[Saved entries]
:::

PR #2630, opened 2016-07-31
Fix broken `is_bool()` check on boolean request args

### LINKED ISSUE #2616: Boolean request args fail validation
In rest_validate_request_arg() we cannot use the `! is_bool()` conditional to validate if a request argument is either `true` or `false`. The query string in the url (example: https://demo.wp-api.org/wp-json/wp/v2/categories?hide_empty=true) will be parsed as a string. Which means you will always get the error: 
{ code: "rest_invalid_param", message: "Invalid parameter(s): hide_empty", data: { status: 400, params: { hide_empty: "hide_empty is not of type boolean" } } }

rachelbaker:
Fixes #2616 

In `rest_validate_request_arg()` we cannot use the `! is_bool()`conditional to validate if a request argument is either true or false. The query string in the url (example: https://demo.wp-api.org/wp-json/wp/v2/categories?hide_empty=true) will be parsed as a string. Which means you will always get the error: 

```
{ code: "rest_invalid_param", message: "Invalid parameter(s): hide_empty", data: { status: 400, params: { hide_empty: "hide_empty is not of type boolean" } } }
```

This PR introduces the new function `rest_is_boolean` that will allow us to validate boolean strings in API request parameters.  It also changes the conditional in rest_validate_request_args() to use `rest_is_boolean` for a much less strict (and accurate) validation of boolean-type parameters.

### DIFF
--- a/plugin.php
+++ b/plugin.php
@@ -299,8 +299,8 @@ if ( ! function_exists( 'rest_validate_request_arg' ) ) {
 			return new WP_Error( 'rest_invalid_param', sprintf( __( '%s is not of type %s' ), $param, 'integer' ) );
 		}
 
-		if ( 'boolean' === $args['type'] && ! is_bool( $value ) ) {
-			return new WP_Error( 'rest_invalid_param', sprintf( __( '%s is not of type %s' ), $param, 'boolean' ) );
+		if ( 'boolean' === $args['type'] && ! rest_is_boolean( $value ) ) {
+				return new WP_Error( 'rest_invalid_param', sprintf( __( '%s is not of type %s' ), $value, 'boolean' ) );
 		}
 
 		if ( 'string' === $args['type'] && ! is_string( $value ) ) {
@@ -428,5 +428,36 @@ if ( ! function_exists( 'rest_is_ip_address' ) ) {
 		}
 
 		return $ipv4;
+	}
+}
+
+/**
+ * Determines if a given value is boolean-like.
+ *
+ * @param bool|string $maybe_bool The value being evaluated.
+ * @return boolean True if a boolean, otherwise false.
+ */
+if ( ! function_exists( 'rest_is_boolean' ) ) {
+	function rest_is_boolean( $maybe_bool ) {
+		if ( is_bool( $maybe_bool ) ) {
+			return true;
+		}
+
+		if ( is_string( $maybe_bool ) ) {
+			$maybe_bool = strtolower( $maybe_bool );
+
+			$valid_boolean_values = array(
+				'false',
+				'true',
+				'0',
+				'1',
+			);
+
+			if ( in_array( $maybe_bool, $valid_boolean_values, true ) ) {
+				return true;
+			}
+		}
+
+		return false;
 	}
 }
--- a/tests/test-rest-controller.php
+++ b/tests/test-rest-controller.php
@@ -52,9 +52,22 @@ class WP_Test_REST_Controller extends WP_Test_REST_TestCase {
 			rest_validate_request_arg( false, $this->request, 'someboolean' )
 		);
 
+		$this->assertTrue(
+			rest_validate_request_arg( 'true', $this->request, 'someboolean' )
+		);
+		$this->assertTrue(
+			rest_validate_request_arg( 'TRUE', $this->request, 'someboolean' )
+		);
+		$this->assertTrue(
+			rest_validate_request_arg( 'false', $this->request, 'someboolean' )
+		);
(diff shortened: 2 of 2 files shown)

:::

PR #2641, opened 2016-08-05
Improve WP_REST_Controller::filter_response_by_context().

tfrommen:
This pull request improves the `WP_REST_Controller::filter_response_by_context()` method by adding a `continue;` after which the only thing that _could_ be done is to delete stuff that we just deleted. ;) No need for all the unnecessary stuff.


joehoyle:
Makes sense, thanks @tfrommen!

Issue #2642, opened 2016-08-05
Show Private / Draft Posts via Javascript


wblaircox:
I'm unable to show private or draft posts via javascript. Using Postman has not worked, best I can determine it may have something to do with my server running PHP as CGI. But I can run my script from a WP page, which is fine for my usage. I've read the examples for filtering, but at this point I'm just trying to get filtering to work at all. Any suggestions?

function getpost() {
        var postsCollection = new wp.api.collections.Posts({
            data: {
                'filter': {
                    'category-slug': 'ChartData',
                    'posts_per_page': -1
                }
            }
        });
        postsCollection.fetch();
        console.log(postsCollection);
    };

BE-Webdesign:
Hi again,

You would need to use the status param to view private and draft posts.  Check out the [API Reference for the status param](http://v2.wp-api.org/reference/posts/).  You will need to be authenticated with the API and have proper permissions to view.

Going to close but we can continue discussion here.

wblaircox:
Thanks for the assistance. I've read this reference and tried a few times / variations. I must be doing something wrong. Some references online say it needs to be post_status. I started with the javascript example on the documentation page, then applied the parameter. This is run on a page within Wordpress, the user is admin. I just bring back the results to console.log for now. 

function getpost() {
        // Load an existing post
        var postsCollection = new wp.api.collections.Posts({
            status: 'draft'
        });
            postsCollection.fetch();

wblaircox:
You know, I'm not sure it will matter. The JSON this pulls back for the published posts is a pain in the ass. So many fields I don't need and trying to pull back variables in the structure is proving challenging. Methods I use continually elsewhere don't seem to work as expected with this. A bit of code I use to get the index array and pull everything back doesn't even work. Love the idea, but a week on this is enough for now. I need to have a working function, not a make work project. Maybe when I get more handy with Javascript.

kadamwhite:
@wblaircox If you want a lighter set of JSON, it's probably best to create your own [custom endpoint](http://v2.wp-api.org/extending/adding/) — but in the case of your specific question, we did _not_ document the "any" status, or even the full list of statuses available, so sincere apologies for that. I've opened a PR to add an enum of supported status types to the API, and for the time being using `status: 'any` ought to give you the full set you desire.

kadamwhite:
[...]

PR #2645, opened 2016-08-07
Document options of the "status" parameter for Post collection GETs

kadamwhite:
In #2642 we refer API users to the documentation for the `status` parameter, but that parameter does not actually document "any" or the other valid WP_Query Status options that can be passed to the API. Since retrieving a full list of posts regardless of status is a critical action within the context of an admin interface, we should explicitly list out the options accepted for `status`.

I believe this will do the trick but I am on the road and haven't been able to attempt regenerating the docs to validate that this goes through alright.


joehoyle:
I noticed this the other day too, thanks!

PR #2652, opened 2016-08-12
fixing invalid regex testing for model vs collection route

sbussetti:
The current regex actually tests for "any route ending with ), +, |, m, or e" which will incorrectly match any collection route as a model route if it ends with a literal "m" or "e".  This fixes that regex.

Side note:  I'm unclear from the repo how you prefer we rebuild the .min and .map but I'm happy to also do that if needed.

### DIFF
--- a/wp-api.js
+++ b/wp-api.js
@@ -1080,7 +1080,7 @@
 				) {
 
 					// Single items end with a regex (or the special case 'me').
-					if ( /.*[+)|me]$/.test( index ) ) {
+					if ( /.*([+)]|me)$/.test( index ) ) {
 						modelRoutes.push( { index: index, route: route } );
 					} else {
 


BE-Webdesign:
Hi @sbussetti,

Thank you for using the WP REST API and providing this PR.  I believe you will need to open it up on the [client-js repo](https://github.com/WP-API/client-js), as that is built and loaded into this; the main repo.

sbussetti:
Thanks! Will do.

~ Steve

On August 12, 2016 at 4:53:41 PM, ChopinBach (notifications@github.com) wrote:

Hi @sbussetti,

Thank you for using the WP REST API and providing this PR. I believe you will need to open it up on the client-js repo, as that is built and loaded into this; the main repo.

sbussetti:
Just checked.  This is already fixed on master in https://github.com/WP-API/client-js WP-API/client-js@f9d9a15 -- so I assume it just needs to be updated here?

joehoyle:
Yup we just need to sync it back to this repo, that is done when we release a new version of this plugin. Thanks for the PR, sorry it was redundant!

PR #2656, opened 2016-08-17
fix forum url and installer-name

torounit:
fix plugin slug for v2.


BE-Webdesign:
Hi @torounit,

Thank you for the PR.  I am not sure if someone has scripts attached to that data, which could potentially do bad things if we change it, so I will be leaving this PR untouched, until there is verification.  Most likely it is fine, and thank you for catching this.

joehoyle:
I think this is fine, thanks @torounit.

:::

In the entries above, work out how many lines contain the string "cannot", and give only that number.

2